Example: Basic Workflow
- Data: Labels, Latitude, and Longitude
- Create Simple Features (sf) Object
```
customer_sf <- 
  customer_table %>%
    sf::st_as_sf(coords = c("longitude", "latitude"),
                 crs = 4326)
```
  - Merges the longitude and latitude columns into a geometry column and transforms the coordinates in that column according to projection (e.g. crs = 4326)
- View points on a map
```
mapview::mapview(customer_sf)
```
- Create Buffer Zones
```
customer_buffers <- 
  customer_sf %>%
    sf::st_transform(26914) %>%
    sf::st_buffer(5000)

mapview::mapview(customer_buffers)
```
  - Most of projections use meters, and based on the size of the circles as related to the size of Denton, TX, I’m guessing the radius of each circle is 5000m. Although, that still looks a little small.
- Create Isochrones
```
customer_drivetimes <- 
  customer_sf %>%
    mapboxapi::mb_isochrone(time = 10, 
                            profile = "driving", 
                            id_column = "name")

mapview::mapview(customer_drivetimes)
```
  - 10 minutes drive-time from each location
  - time (minutes): The maximum time supported is 60 minutes. Reflects traffic conditions for the date and time at which the function is called.
    - If reproducibility of isochrones is required, supply an argument to the depart_at argument.
  - depart_at: Specifying a time makes it a time-aware isochrone. Useful for modeling peak business hours or rush hour traffic, etc.
    - e.g.
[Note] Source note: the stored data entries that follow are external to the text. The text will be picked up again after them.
PR #879, opened 2017-02-28
add javascript-jasmine-arrow.snippets

tompascall:
It is a simple modification of javascript-jasmine.snippets, ie. changing the function calls to arrow functions, in order to be able to use the same coding style in your tests and your other js code.

Here are the diffs between the base snippets and the requested one:
[diff.txt](https://github.com/honza/vim-snippets/files/806935/diff.txt)


lpil:
Thank you.

PR #880, opened 2017-03-01
Added snippet for basic doxygen style cpp fucntion

ParitoshKelkar:
I'm trying to create templates for doxygen style commented c++ code. 
I used python.snippets as a reference for creating the snippet itself. 
(This is my first time contributing to git, please let me know if there is something amiss, or if there is some procedure I didn't follow) 

image

image

image


lpil:
That's great, thank you! Those pictures are really handy too.

PR #883, opened 2017-03-10
Added cs snippets

augustomelo:
There where added the following snippets
- Method
- Constructor
- XML comment parameters


lpil:
Thanks!

PR #884, opened 2017-03-16
Change the options

augustomelo:
This options should be word boundary ('w') because it can only happen after a /// so the option 'b' does not work.


lpil:
Thanks!

PR #886, opened 2017-03-21
Erlang file name is not working any more

johnzeng:
Fixed by this PR. I am using vim-snipmate, not sure if it's caused by wrong snippet driver or not.

### DIFF
--- a/snippets/erlang.snippets
+++ b/snippets/erlang.snippets
@@ -1,14 +1,6 @@
-# module and export all
+# module
 snippet mod
-	-module(${1:`vim_snippets#Filename('', 'my')`}).
-
-	-compile([export_all]).
-
-	start() ->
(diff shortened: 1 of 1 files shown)


snippets/erlang.snippets
```diff
@@ -1,14 +1,6 @@
...
-	-module(${1:`vim_snippets#Filename('', 'my')`}).
-
-	-compile([export_all]).
-
-	start() ->
-	    ${0}
-
-	stop() ->
-	    ok.
+	-module(${1:`vim_snippets#Filename()`}).
```
lpil: Could you make a new snippet for module that exports all? Possibly `modall` ?

Thanks

johnzeng:
Added. @lpil

PR #890, opened 2017-03-26
Create vue.snippets

adriaanzon:
Adds a snippet file for single file Vue components,
consisting of html, javascript and css. 

https://vuejs.org/v2/guide/single-file-components.html

I'm only familiar with UltiSnips so I don't know if other snippet plugins support extending...


lpil:
Thanks :)

PR #892, opened 2017-04-02
Updates C and C++ snippets

logiclogue:
Updates the C/C++ coding styles. As well as separating snippets including documentation and those that don't

Worth taking a look at the `fun3` and `dfun3` commenting fixes for c.snippets. Also worth looking at the `dmfun2` spacing between parameters that was fixed if you don't want to style changes. I noticed there wasn't a space between `catch` and its preceding `{`, for `try` in C++. Don't know if that was intentional.

Hope this helps, otherwise, sorry for wasting your time.

Thanks

### DIFF
--- a/snippets/c.snippets
+++ b/snippets/c.snippets
@@ -42,12 +42,11 @@ snippet #if
 # header include guard
 snippet once
 	#ifndef ${1:`toupper(vim_snippets#Filename('$1_H', 'UNTITLED_H'))`}
-
 	#define $1
 
 	${0}
 
-	#endif /* end of include guard: $1 */
+	#endif /* $1 */
 ##
 ## Control Statements
 # if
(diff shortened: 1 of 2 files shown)


lpil:
Is this a change to make these comply to a particular code style? If so, could you share a link to the documentation for the style please? :)

logiclogue:
Examples from "The C++ Programming Language" use this particular style for member functions: http://www.stroustrup.com/3rd_code.html.

The namespace and class styles are different though.

I've not been coding in C++ for long, so don't know which are the main standards for styles and whether this book is followed for its coding style. If you could point me in the right direction, I'd much appriciate it.

Thanks

lpil:
Perhaps we should pick a style and conform to it.

For C I would suggest the Linux kernel style.

When I search for C++ style the Google style guide is the first item that pops up. Perhaps we should use that one? https://google.github.io/styleguide/cppguide.html

logiclogue:
Yeah that looks like the best one to follow.

Also I've noticed that the C# snippets don't conform to the official conventions either.

I'm happy to update these and make another pull request :)

PR #894, opened 2017-04-09
Latex: Minor Consistency Fixes

etcwilde:
This just makes things more consistent with the other language snippets.

- Makes snippet naming for `\subsubsection*{}` and `\subsubsection{}` consistent between utlisnips and snipmate. 
- Automatically removes square braces from `\usepackage` if no options are supplied, otherwise identical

Adding depart_at = “2024-01-27T17:30” to the isochrone above gives you a 10-minute driving isochrone with predicted traffic at 5:30pm tomorrow
- Add Demographic Data
```
denton_income <- 
  tidycensus::get_acs(
    geography = "tract",
    variables = "B19013_001",
    state = "TX",
    county = "Denton",
    geometry = TRUE
  ) %>%
    select(tract_income = estimate) %>%
    sf::st_transform(st_crs(customer_sf))

customers_with_income <- customer_sf %>%
  sf::st_join(denton_income)

customers_with_income
```
  - Adds median income estimate according to the census tract each person lives in.
  - Joins on the geometry variable
Circular Buffer Approach
- Notes from GIS-based Approaches to Catchment Area Analyses of Mass Transit
- The simplest and most common used approach to make catchment areas of a location is to consider the Euclidean distance from the location.
- Due to limitations (See below), it’s best suited for overall analyses of catchment areas.
- Often the level of detail in the method has been increased by dividing the catchment area into different rings depending on the distance to the station.
  - Example: By applying weights for each ring it is possible to take into account that the expected share of potential travelers at a train station will drop when the distance to the stop is increased.
- Limitation: Does not take the geographical surroundings into account.
  - Example: In most cases, the actual walking distance to/from a location is longer than the Euclidean distance since there are natural barriers like rivers, buildings, rail tracks etc.
    - This limitation is often coped with by applying a detour factor that reduces the buffer distance to compensate for the longer walking distance.
    - However, in cases where the length of the detours varies considerably within the location’s surroundings, this solution is not very precise.
    - Furthermore, areas that are separated completely from a location, e.g. by rivers, might still be considered as part of the location’s catchment area
- Use Case: Ascertain Travel Potential to Determine Potential Station Locations
  - Every 50m along the proposed transit line, calculate the travel potential for that buffer area
    - Using the travel demand data for that buffer area, calculate travel potential
  - Travel Potential Graph
    - Left side represents the transit line.
    - Right Side
      - Y-Axis are locations where buffer areas were created.
      - X-Axis: Travel Potential
        
        Not sure if that is just smoothed line with a point estimate of Travel Potential at each location or how exactly those values are calculated.
        
        50m isn’t a large distance so maybe all the locations aren’t shown on the Y-Axis and the number of calculations produces an already, mostly, smooth line on it’s own.
        
        Partitioning a buffer zone into rings or some kind of interpolation could provided more granular estimates around the central buffer location.